10/Content Storage Service¶
This specification describes the Flux content storage service and the messages used to access it.
Editor: Jim Garlick <email@example.com>
The key words “MUST”, “MUST NOT”, “REQUIRED”, “SHALL”, “SHALL NOT”, “SHOULD”, “SHOULD NOT”, “RECOMMENDED”, “MAY”, and “OPTIONAL” in this document are to be interpreted as described in RFC 2119.
The Flux content storage service is available for general purpose data storage within a Flux instance. The goals of the content storage service are:
Provide storage for opaque binary blobs.
Stored content remains available for the lifetime of the Flux instance.
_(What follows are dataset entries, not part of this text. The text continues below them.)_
PR #511, opened 2025-01-23
chore: refactor calls from provider to state

tomwisecodes:
## Description

- reduces returns from the provider and changes them to the store


apps/nextjs/.storybook/decorators/ChatStoreDecorator.tsx
```diff
@@ -10,8 +10,9 @@ import {
 declare module "@storybook/csf" {
   interface Parameters {
     chatStoreState?: {
-      ailaStreamingStatus: AilaStreamingStatus;
+      ailaStreamingStatus?: AilaStreamingStatus;
       queuedUserAction?: string | null;
+      isStreaming?: boolean;
```
codeincontext, line 15: Have a look at the screenshot I've sent in slack for typing this a bit nicer with `Partial<ChatStore>`

apps/nextjs/src/components/AppComponents/Chat/chat-layout.tsx
```diff
@@ -13,7 +13,8 @@ export interface ChatLayoutProps {
 }
 
 export const ChatLayout = ({ className }: Readonly<ChatLayoutProps>) => {
-  const { isLoading, lessonPlan, messages } = useLessonChat();
+  const { lessonPlan, messages } = useLessonChat();
+  const { isLoading } = useChatStore();
```
codeincontext, line 17:
```suggestion
  const isLoading = useChatStore((state) => state.isLoading);
```

apps/nextjs/src/components/AppComponents/Chat/chat-left-hand-side.tsx
```diff
@@ -26,7 +26,7 @@ const ChatLeftHandSide = ({
   demo,
   isDemoUser,
 }: Readonly<ChatLeftHandSideProps>) => {
-  const { chatAreaRef } = useLessonChat();
+  const { chatAreaRef } = useChatStore();
```
codeincontext, line 29:
```suggestion
  const chatAreaRef = useChatStore(state => state.chatAreaRef);
```

apps/nextjs/src/components/AppComponents/Chat/chat-list/index.tsx
```diff
@@ -111,7 +111,8 @@ export const ChatMessagesDisplay = ({
   ailaStreamingStatus,
   demo,
 }: ChatMessagesDisplayProps) => {
-  const { lessonPlan, isStreaming } = useLessonChat();
+  const { lessonPlan } = useLessonChat();
+  const { isStreaming } = useChatStore();
```
codeincontext, line 115:
```suggestion
  const isStreaming = useChatStore(state => state.isStreaming);
```

apps/nextjs/src/stores/chatStore/hooks/useChatStoreMirror.ts
```diff
@@ -30,4 +32,10 @@ export const useChatStoreMirror = (
     setAiSdkActions({ stop, append, reload });
     // eslint-disable-next-line react-hooks/exhaustive-deps
   }, []);
+
+  const storeSetInput = useChatStore((state) => state.setInput);
+
+  useEffect(() => {
+    storeSetInput(input);
+  }, [input, storeSetInput]);
```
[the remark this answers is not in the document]
tomwisecodes: Can discuss next week, potentially it doesn't need to hit the store at all

apps/nextjs/src/app/aila/page-contents.tsx
```diff
@@ -8,10 +8,14 @@ import Layout from "@/components/AppComponents/Layout";
...
 import { useReactScan } from "@/hooks/useReactScan";
 import LessonPlanTrackingProvider from "@/lib/analytics/lessonPlanTrackingContext";
+import { useChatStore } from "@/stores/chatStore";
+import useStoreReset from "@/stores/chatStore/hooks/useStoreReset";
 
 const ChatPageContents = ({ id }: { readonly id: string }) => {
   useReactScan({ component: LessonPlanDisplay, interval: 10000 });
-
+  const setId = useChatStore((state) => state.setId);
+  setId(id);
```
codeincontext, line 17: Will this set the ID every thing the component renders? That sounds like the kind of pattern we're trying to get away from

apps/nextjs/src/components/AppComponents/Chat/chat-layout.tsx
```diff
@@ -13,7 +13,11 @@ export interface ChatLayoutProps {
 }
 
 export const ChatLayout = ({ className }: Readonly<ChatLayoutProps>) => {
-  const { isLoading, lessonPlan, messages } = useLessonChat();
+  const { lessonPlan, messages } = useLessonChat();
+  const stableMessages = useChatStore((state) => state.stableMessages);
+  const streamingMessage = useChatStore((state) => state.streamingMessage);
+  const messagesFromStore = [...stableMessages, streamingMessage];
```
codeincontext, line 19: This is going to be a different array object each render, I think it needs to be in a useMemo

It's ok to group them into one list as a drop in replacement for now, but let's put a TODO in here to remind us to split the rendering of stableMessages and streamingMessage so we don't need to rerender everything when just the streamingMessage is changing

apps/nextjs/src/components/AppComponents/Chat/chat-right-hand-side-lesson.tsx
```diff
@@ -23,7 +24,10 @@ const ChatRightHandSideLesson = ({
   closeMobileLessonPullOut,
   demo,
 }: Readonly<ChatRightHandSideLessonProps>) => {
-  const { messages } = useLessonChat();
+  // const { messages } = useLessonChat();
+  const stableMessages = useChatStore((state) => state.stableMessages);
+  const streamingMessage = useChatStore((state) => state.streamingMessage);
+  const messages = [...stableMessages, streamingMessage];
```
codeincontext, line 30: As above, in the long run we don't want to do this, but for this PR we could useMemo and put in a comment

apps/nextjs/src/components/ContextProviders/ChatProvider.tsx
```diff
@@ -40,28 +40,23 @@ import {
 const log = aiLogger("chat");
 
 export type ChatContextProps = {
+  // ID can only be removed when teh useChat changes location
```
codeincontext, line 43: Can it be undefined / null?

apps/nextjs/src/stores/chatStore/index.ts
```diff
@@ -87,10 +99,24 @@ export const useChatStore = create<ChatStore>((set, get) => ({
...
+      lessonPlan: null,
+      chatAreaRef: { current: null },
+      input: "",
+      isStreaming: false,
+      isLoading: false,
+      actions: {
+        stop: () => {},
+        reload: () => {},
+        append: async () => "",
+      },
```
codeincontext, line 119: I would think about extracting this to an object, and initialising the store with the same object

apps/nextjs/src/components/ContextProviders/ChatProvider.tsx
tomwisecodes: Will be removed shortly so happy to just leave it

Stored content is immutable.
Stored content is available from any broker rank within an instance.
Stored content is addressable by its message digest, computed using a cryptographic hash.
The cryptographic hash algorithm is configurable per instance.
Content may be shared between instances
This kind of store has interesting and well-understood properties, as explored in Venti, Git, and Camlistore (see References below).
The content service SHALL be implemented as a distributed cache with a presence on each broker rank. Each rank MAY cache content according to an implementation-defined heuristic.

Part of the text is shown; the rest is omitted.